On average, 39 percent of the class completed a second attempt on quizzes, and 11 percent completed a third attempt. A plurality of students (46 percent) achieved their highest quiz grade on their first attempt. Twenty-eight percent received their highest score on the second attempt, and 10 percent on the third. The remaining 16 percent dropped the assignment as the lowest of their six quiz scores. On average, quiz scores rose after each attempt (though sample size decreases as attempts increase). See Figure 1.

Average percentage point gain by quiz


Figure 1. Average Percentage Point Gains by Quiz Between Attempt 1 to 2 and Attempt 2 to 3, Spring 2015; Attempt 1 to 2: Quiz 1 (n=180), Quiz 2 (n=245), Quiz 3 (n=116), Quiz 4 (n=189), Quiz 5 (n=57), Quiz 6(n=92); Attempt 2 to 3: Quiz 1 (n=35), Quiz 2 (n=88), Quiz 3 (n=34), Quiz 4 (n=58), Quiz 5 (n=7), Quiz 6 (n=26)

Gains or losses were calculated by comparing individual student scores on the first and second quizzes, and then on the second and third quizzes. Average gains are presented in Figure 2, below. Gains were the greatest from the first to second attempt, averaging an increase of 29 percent across all six quizzes. From attempt two to three, students averaged a 12 percent gain across all six quizzes.

Average percentage point gain by attempt


Figure 2. Average Percentage Point Gains on All Quizzes from Attempts 1 to 2 and Attempts 2 to 3, Spring 2015; Attempt 1 to 2: Quiz 1 (n=180), Quiz 2 (n=245), Quiz 3 (n=116), Quiz 4 (n=189), Quiz 5 (n=57), Quiz 6 (n=92); Attempt 2 to 3: Quiz 1 (n=35), Quiz 2 (n=88), Quiz 3 (n=34), Quiz 4 (n=58), Quiz 5 (n=7), Quiz 6 (n=26)

The Student Experience

The focus groups that students are required to attend are a unique component of Montclair’s Statistics course. One student said this about them:

“In Math 109 (Statistics) I wasn’t familiar with many of the concepts and I had a slow start, but because of the focus groups, I was able to go back to the basics and tackle the concepts head-on. The concepts began to make sense and my speed and efficiency grew significantly. To this day, I’m still using some of the concepts I learned in Math 109; not just in other classes, but also in everyday life. Thank you for letting me be a part of it.”

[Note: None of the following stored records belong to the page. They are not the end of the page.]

PR #295, opened 2017-11-20
PROGRAMMES-5743 - Link location stats implementation

Tasiobg:
This PR enables istats tracking and adds or updates the brand pages to meet the ticket requirements.

Notes:
istats-tracking.js is same we have in V2 with a small update, I have added "hardcodedItems" function to track item where we can't add the "data-linktrack" attribute


programmes-developers:

programmes-developers:

src/DsAmen/Organism/CoreEntity/CollapsedBroadcast/SubPresenter/CtaPresenter.php
```diff
@@ -21,7 +21,7 @@ class CtaPresenter extends BaseCtaPresenter
 
     protected $additionalOptions = [
         'link_to_start' => false,
-        'link_location_prefix' => 'programmeobject_',
+        'link_location_suffix' => '',
```
BjornTwachtmann: This shouldn't need to be here if it's being set in the base presenter. This should only ever be instantiated from there.

Tasiobg: This is the suffix which is only used on this class, should it be moved to the base class? not sure if any other class will need it

BjornTwachtmann: Shit. Misread that. Ignore me.

PR #297, opened 2017-11-21
PROGRAMMES-6052 invalidate $broadcast when stale

Tasiobg:


src/Controller/SchedulesOnNowController.php
```diff
@@ -42,6 +42,11 @@ public function __invoke(
         }
 
         $collapsedBroadcast = $collapsedBroadcastsService->findByBroadcast($broadcast);
+        if (!$collapsedBroadcast) {
+            // if this happen, $broadcast is stale on redis and should be expired
+            $broadcastsService->flushOnNowByService($network->getDefaultService());
+            return $this->response()->setMaxAge(300);
```
BjornTwachtmann: This should not be anywhere near 5 minutes. 10 seconds maybe.

programmes-developers:

PR #298, opened 2017-11-23
Cta horror

BjornTwachtmann:
This fixes a bug where Amen programme objects are showing as watchable live and/or streamable when they shouldn't be. 

It also refactors CTA presetners into something specific to a type of CTA rather than a type of programme. 
It also simplifies (hopefully) some of the CSS for standalone CTAs and the 11 classes that got added to do that in V2
It also fixes an IOS9 bug that makes icons space wrongly.
It also does not make the tea.


programmes-developers:

PR #299, opened 2017-11-23
Fix Footer Recommendations

mattgreenham:
https://jira.dev.bbc.co.uk/browse/PROGRAMMES-5755
We now don't display the title if there are no recommendations, fixed title format & icon colours.


programmes-developers:

PR #302, opened 2017-11-24
Fix error page when ORB is dead so it doesn't require the ORB. 

BjornTwachtmann:
Exceptions thrown in an ExceptionHandler are bad mkay.


src/Controller/ExceptionController.php
```diff
@@ -36,20 +38,37 @@ public function __invoke(Request $request, FlattenException $exception, DebugLog
...
-            ], [
-                'searchScope' => $branding->getOrbitSearchScope(),
-                'skipLinkTarget' => 'programmes-content',
-            ]);
+            try {
+                $orb = $this->orbitClient->getContent([
+                    'variant' => $branding->getOrbitVariant(),
+                    'language' => 'en_GB',
+                ], [
+                    'searchScope' => $branding->getOrbitSearchScope(),
```
BPScott: If there was a Branding exception, this will error

BjornTwachtmann: Shit, good point

BPScott: https://github.com/bbc/branding-client/blob/master/src/Branding.php has a few defaults -> variant of 'default' and search scope of null

PR #306, opened 2017-11-27
refactoring in builders

tatitati:
For styleguide I have to create builders for clip, episode, and more programmes, but they use common constructors (programmeItem), so this is to avoid too much duplication in builders.


BjornTwachtmann:
AvailableClipsCount only exists on Episode. 
Also, don't you need a ClipBuilder?

PR #310, opened 2017-11-29
PROGRAMMES-6061

Tasiobg:
- for the on-now partial, if there is no default service, return 200 instead of 400
- changes on pages-services for findByUrlKeyWithDefaultService can now return networks with no default service, fix SchedulesByNetworkUrlKeyController for this case

Requires https://github.com/bbc/programmes-pages-service/pull/218


programmes-developers:

PR #311, opened 2017-11-29
Revert "Styleguide - replicate structure urls and folder "

tatitati:
This reverts commit bdafadfbfc8f56e63779e9bc470f8e067172be8d.

For any reason the previous commit was breaking a test in jenkins but passing in sandbox. There was nothing in logs to debug it either. 
Anyways, that previous commits is not necessary anymore because the Ds folder structure and the URLs for styleguide are gonna change with the new DS folder structure.  This quick fix solved the problem. 

The annoying thing is that we don't know why this previous commit broke the test only in jenkins. Frustrating


programmes-developers:

PR #434, opened 2018-02-21
Episodes tests refactoring

tatitati:
**We had:**
ProgrammeEpisodes\ProgrammeContainerFixture --> It was creating brand and series
ProgrammeEpisodes\ProgrammeItemFixture  -> it was creating episodes

**Now we have:**
ProgrammeEpisodes\BrandFixtures
ProgrammeEpisodes\SeriesFixtures 
ProgrammeEpisodes\EpisodesFixtures

I think is easier to track items in the fixtures in this way, not mixing types.

NOTE: This PR only includes changes in the fixtures structure. Tests and data of the fixture is not mofidied.


programmes-developers:

tests/DataFixtures/ORM/ProgrammeEpisodes/BrandFixtures.php
```diff
@@ -0,0 +1,41 @@
...
+
+namespace Tests\App\DataFixtures\ORM\ProgrammeEpisodes;
+
+use BBC\ProgrammesPagesService\Data\ProgrammesDb\Entity\Brand;
+use Doctrine\Common\DataFixtures\AbstractFixture;
+use Doctrine\Common\Persistence\ObjectManager;
+
+class BrandFixtures extends AbstractFixture
+{
+    public const REF_B006Q2X0 = 'b006q2x0';
```
votemike: Is it useful to set these? They are named after their value.

felipeparaujo: I don't like these. It actually makes it hard for me to read, and you're not really using it everywhere.

tests/DataFixtures/ORM/ProgrammeEpisodes/ProgrammeContainerFixture.php
```diff
@@ -1,55 +0,0 @@
...
-
-namespace Tests\App\DataFixtures\ORM\ProgrammeEpisodes;
-
-use BBC\ProgrammesPagesService\Data\ProgrammesDb\Entity\Brand;
-use BBC\ProgrammesPagesService\Data\ProgrammesDb\Entity\ProgrammeContainer;
-use BBC\ProgrammesPagesService\Data\ProgrammesDb\Entity\Series;
-use Doctrine\Common\DataFixtures\AbstractFixture;
-use Doctrine\Common\Persistence\ObjectManager;
-
-class ProgrammeContainerFixture extends AbstractFixture
```
tatitati: ProgrammeContainerFixture was creating only series, so I changed it to SeriesFixtures

tests/Controller/ProgrammeEpisodes/GuideControllerTest.php
```diff
@@ -14,8 +14,7 @@ class GuideControllerTest extends BaseWebTestCase
     public function setUp()
     {
         $this->loadFixtures([
-            'ProgrammeEpisodes\ProgrammeContainerFixture',
-            'ProgrammeEpisodes\ProgrammeItemFixture',
+            'ProgrammeEpisodes\EpisodesFixtures',
```
tatitati: Not necessary to add these dependencies. Obviously EpisodesFixtures depends on SeriesFixtures and SeriesFixtures depends on BrandsFixtures

tests/DataFixtures/ORM/ProgrammeEpisodes/SeriesFixtures.php
```diff
@@ -0,0 +1,81 @@
...
+     */
+    public function load(ObjectManager $manager)
+    {
+        $this->manager = $manager;
+
+        // a simple series
+        $this->addReference(
+            self::REF_B0000SR1,
+            $this->buildSeries('b0000sr1', 'B1-S1', $this->getReference(BrandFixtures::REF_B006Q2X0))
+        );
```
tatitati: I though this way of creating Elements is more compact because it keeps together the reference of the item created. Othewerise it would be:

```php
$series1 = $this->buildSeries(..., ...., $this->getReference(....));
$this->addReference('.....', $series1);
```

I think is harder to read

tests/DataFixtures/ORM/ProgrammeEpisodes/BrandFixtures.php
tatitati: ok, I will remove the constant, the people seems not happy with that change, cool

tatitati: well, my idea was that instead of REF_<pid>, you can put any better identifier, like REF_SERIES_FINISHED

I se the pid in here just as an example

tatitati: well, my idea was that instead of REF_<pid>, you can put any better identifier, like 
```php
const REF_SERIES_WITH_TWO_SEASONS = '......';
```

THis would be used later as:
```php
$this->buildEpisode(..., ...., $this->getReference(SeriesFixtures::REF_SERIES_WITH_TWO_SEASONS));
```

I set the pid in here just as an example

Tasiobg: Comments also looks good to me
```
$this->getReference('b923423') // Series with two seasons
```

The PR doesn't look bad to me but mixing constant with raw pids can be a bit inconsistent even though I can't think of a better solution.

I think raw values with comments when necesary is ok or constant if the value is repeated is also OK.

I can't see a strong patter to follow because depending on the fixture different solutions may works better

programmes-developers:

PR #436, opened 2018-02-22
Create layout for episode page

BPScott:
Basic columns are present, along with TODO blocks for every module

---

This supersedes #435

### DIFF
--- a/src/Ds2013/Css/Core/Gel/Objects/_grid.scss
+++ b/src/Ds2013/Css/Core/Gel/Objects/_grid.scss
@@ -210,3 +210,30 @@ $massive-pushdown: 50em;
         @include gel-gutterwidths-setup('#{$name}-', $spacing);
     }
 }
+
+// Bound grids
+
+// When a single column looks too wide but two side-by-side columns looks
+// too skinny use a grid--bounded to have a single column with some spacing
+// around it (best used with grid-wrapper--center).
+.grid--bounded {
+    max-width: 624px;
+}
+
+@include mq-range('bpw') {
+    .grow-to-fit\@bpw {
+        float: none;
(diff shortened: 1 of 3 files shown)


programmes-developers:

src/Ds2013/Css/Core/Gel/Objects/_grid.scss
```diff
@@ -210,3 +210,30 @@ $massive-pushdown: 50em;
...
     }
 }
+
+// Bound grids
+
+// When a single column looks too wide but two side-by-side columns looks
+// too skinny use a grid--bounded to have a single column with some spacing
+// around it (best used with grid-wrapper--center).
+.grid--bounded {
+    max-width: 624px;
```
votemike: Do we have some sort of constant/variable for this number?

templates/find_by_pid/episode.html.twig
```diff
@@ -1,24 +1,58 @@
...
+
+{# TODO Episode Panels #}
+
+<div class="prog-layout programmes-page">
+    <div class="grid-wrapper grid-wrapper--center">
+        {# TODO Related Topics Module #}
+
+        <div class="grid grid--bounded 13/24@bpw2 13/24@bpe">
+            <div class="br-box-page prog-box">
+                {# TODO Live Text Stream #}
```
tatitati: Now I catch your idea about TODO, very nice 👍

src/Ds2013/Css/Core/Gel/Objects/_grid.scss
BPScott: No, it isn't used elsewhere / there are no other numbers that hang off it IIRC

PR #437, opened 2018-02-22
PROGRAMMES-6230 Episode Page Clips

votemike:
https://jira.dev.bbc.co.uk/browse/PROGRAMMES-6230

The code for this in V2 is almost unintelligible. I have done my best to replicate it.


templates/find_by_pid/episode.html.twig
```diff
@@ -1,24 +1,91 @@
...
+                    {# TODO Promotions (on the current item) module #}
+
+                    {# TODO MPU at sizes 1 and 2 #}
+
+                    {# TODO Recipes module #}
+
+                    {% if clipsTotal > 0 %}
+                        <div
+                            class="component component--box component--box-flushbody-vertical component--box--primary"
+                            id="clips">
```
votemike: Do we need this id? I have a feeling its only use was from when this was lazy loaded.

programmes-developers:

templates/find_by_pid/episode.html.twig
```diff
@@ -1,24 +1,91 @@
...
+                    {# TODO Live Text Stream #}
+
+                    {# TODO Promotions (on the current item) module #}
+
+                    {# TODO MPU at sizes 1 and 2 #}
+
+                    {# TODO Recipes module #}
+
+                    {% if clipsTotal > 0 %}
+                        <div
```
votemike: I imagine that all this HTML can be refactored once a few more of these sections are added.

src/Controller/FindByPid/EpisodeController.php
```diff
@@ -4,16 +4,25 @@
...
 
 class EpisodeController extends BaseController
 {
-    public function __invoke(Episode $episode)
+    public function __invoke(Episode $episode, ProgrammesAggregationService $aggregationService)
     {
         $this->setIstatsProgsPageType('programmes_episode');
         $this->setContextAndPreloadBranding($episode);
 
+        $totalClips = $aggregationService->countStreamableDescendantClips($episode);
```
BPScott: We already denormalize this value into the programme, so you don't need to make a DB call. Use `$episode->getAvailableClipsCount()`

Same goes for `$programmeAggregationService->countStreamableOnDemandEpisodes` which we seem to use in some other places which can be found from `$programme->getAvailableEpisodesCount()

templates/find_by_pid/episode.html.twig
```diff
@@ -1,24 +1,91 @@
...
+                            class="component component--box component--box-flushbody-vertical component--box--primary"
+                            id="clips">
+                            <div class="component__header br-box-page">
```
BPScott: I think you can remove the `br-box-page`, as this was already set on the wrapping div above

templates/find_by_pid/episode.html.twig
```diff
@@ -1,24 +1,91 @@
...
+                                <h2>Clips</h2>
+                            </div>
+                            <div class="component__body br-box-page">
```
BPScott: I think you can remove the `br-box-page`, as this was already set on the wrapping div above

templates/find_by_pid/episode.html.twig
```diff
@@ -1,24 +1,91 @@
...
+                                                'branding_context': 'page'
+                                            }) }}
+                                        </li>
+                                    {% endfor %}
+                                </ul>
+                            </div>
+                            <div class="component__footer br-box-subtle">
+                                <a class="component__footer__link" href="{{ path('programme_clips', { pid: programme.getPid() }) }}">
+                                    <span class="component__footer__title">{{ tr('see_all_clips_from', {'%1': programme.getTitle()}) }}</span>
+                                    <span class="component__footer__detail">({{ clipsTotal }})</span>
```
BPScott: Use `programme.getAvailableClipsCount()`.

templates/find_by_pid/episode.html.twig
```diff
@@ -1,24 +1,91 @@
...
+                    {# TODO MPU at sizes 1 and 2 #}
+
+                    {# TODO Recipes module #}
+
+                    {% if clipsTotal > 0 %}
+                        <div
+                            class="component component--box component--box-flushbody-vertical component--box--primary"
+                            id="clips">
+                            <div class="component__header br-box-page">
+                                <h2>Clips</h2>
```
BPScott: Translate this. You'll need to pass in the number of clips so it gets pluralised correctly (i.e. it says "clip" if there is only one): `tr('clips', clips|length)`

templates/find_by_pid/episode.html.twig
BPScott: I think it's still useful as a deeplink so you can jump straight to this section.

templates/find_by_pid/episode.html.twig
```diff
@@ -1,24 +1,91 @@
...
+                <div class="br-box-page prog-box">
+                    {# TODO Live Text Stream #}
+
+                    {# TODO Promotions (on the current item) module #}
+
+                    {# TODO MPU at sizes 1 and 2 #}
+
+                    {# TODO Recipes module #}
+
+                    {% if clipsTotal > 0 %}
```
BPScott: Non-0 values and non-empty arrays evaluate to true so `{% if clips %}`, that seems to be the format we're doing in the TLEC controller.

src/Controller/FindByPid/EpisodeController.php
BPScott: We already denormalize this value onto `ProgrammeContainer` and `Episode`, so you don't need to make a DB call. Use `$episode->getAvailableClipsCount()`.

Same goes for `$programmeAggregationService->countStreamableOnDemandEpisodes` which we seem to use in some other places. Use `$programme->getAvailableEpisodesCount()` for that (but that's a different PR).

templates/find_by_pid/episode.html.twig
```diff
@@ -1,24 +1,91 @@
...
+                            id="clips">
+                            <div class="component__header br-box-page">
+                                <h2>Clips</h2>
+                            </div>
+                            <div class="component__body br-box-page">
+                                <ul class="grid-wrapper highlight-box-wrapper highlight-box-wrapper--grid@bpb1 bpw-highlight-box-wrapper--grid">
+                                    {% for clip in clips %}
+                                        <li class="grid 1/2@bpb1 1/2@bpw">
+                                            {{ ds2013('programme', clip, {
+                                                'context_programme': clip,
```
BPScott: Context programme should be the context of the current page (i.e. `programme`), not what you're linking to.

It doesn't really matter for this (as episodes and clips can't have anything between them in the hierarchy) but if the context is a ProgrammeContainer then setting this incorrectly will result in the title hierarch not being generated as expected.

templates/find_by_pid/episode.html.twig
BPScott: I think it's still useful as a deeplink so you can jump straight to this section.

templates/find_by_pid/episode.html.twig
votemike: That makes it feel as though clipsTotal is a bool 👎

src/Ds2013/Presenters/Domain/Programme/SubPresenters/ProgrammeBodyPresenter.php
```diff
@@ -46,7 +46,7 @@ public function getDurationInWords(): string
         if (!$this->programme instanceof ProgrammeItem) {
             throw new InvalidArgumentException("Cannot get duration for non-programmeitem");
         }
-        return $this->playTranslationsHelper->secondsToWords($this->programme->getDuration());
+        return $this->playTranslationsHelper->secondsToWords($this->programme->getDuration()); // @TODO do we want the duration in words or numbers for my clips?
```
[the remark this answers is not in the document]
votemike: @BjornTwachtmann @claudioneves @BPScott ?

votemike:
@BPScott yeah, that component stuff is confusing. I feel it would be better to refactor it after we have the main functionality in V3. Rather than pre-optimising and trying to figure out what V2 was doing and copy it.

src/Ds2013/Presenters/Domain/Programme/SubPresenters/ProgrammeBodyPresenter.php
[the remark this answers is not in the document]
BjornTwachtmann: I'd say the numeric version is probably more readable for clips isn't it? An option should be fine.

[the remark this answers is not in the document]
claudioneves: 00:00, as in the current behaviour. Ex.: https://www.bbc.co.uk/programmes/b06rhv99

templates/find_by_pid/episode.html.twig
```diff
@@ -24,7 +24,44 @@
...
+                                <h2>{{ tr('clips', programme.getAvailableClipsCount()) }}</h2>
+                            </div>
+                            <div class="component__body">
+                                <ul class="grid-wrapper highlight-box-wrapper highlight-box-wrapper--grid@bpb1 bpw-highlight-box-wrapper--grid">
+                                    {% for clip in clips %}
+                                        <li class="grid 1/2@bpb1 1/2@bpw">
+                                            {{ ds2013('programme', clip, {
+                                                'context_programme': programme,
+                                                'highlight_box_classes':'highlight-box--list highlight-box--grid@bpb1 programme--grid@bpb1 highlight-box--grid@bpw programme--grid@bpw',
+                                                'image_options': {
```
BPScott: Do you need to add the image sizes for the responsive images in here?

programmes-developers:

templates/find_by_pid/episode.html.twig
votemike: Added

Regarding MyStatLab, another student wrote, “This is my first semester back at MSU and my third time in a statistics class. Because of the Pearson program and tons of hard work, I am currently at an average of 87 for the semester.”


Montclair State’s course redesign has improved teaching efficiency, according to Judy Summers, Director, RHLMC: “We are running 2,000 students through the lab with three full-time instructors who are setting up the classes, doing any grading, etc., and are in the lab—they just don’t do the focus groups. We’re definitely more efficient now.” According to Cathy Holl-Cross, Former Director, RHLMC, batch enrollment was a key feature that helped convince the faculty to adopt MyLabsPlus. “Batch enrollment is the best thing to ever happen,” she says. “[The students] come in on day one and they’re in.” When considering future plans for the course, Holl-Cross states, “We also plan to start using Learning Catalytics, most likely during focus groups. That way, we can know where students stand throughout the session. It’ll give us data and intel that we just can’t know otherwise.”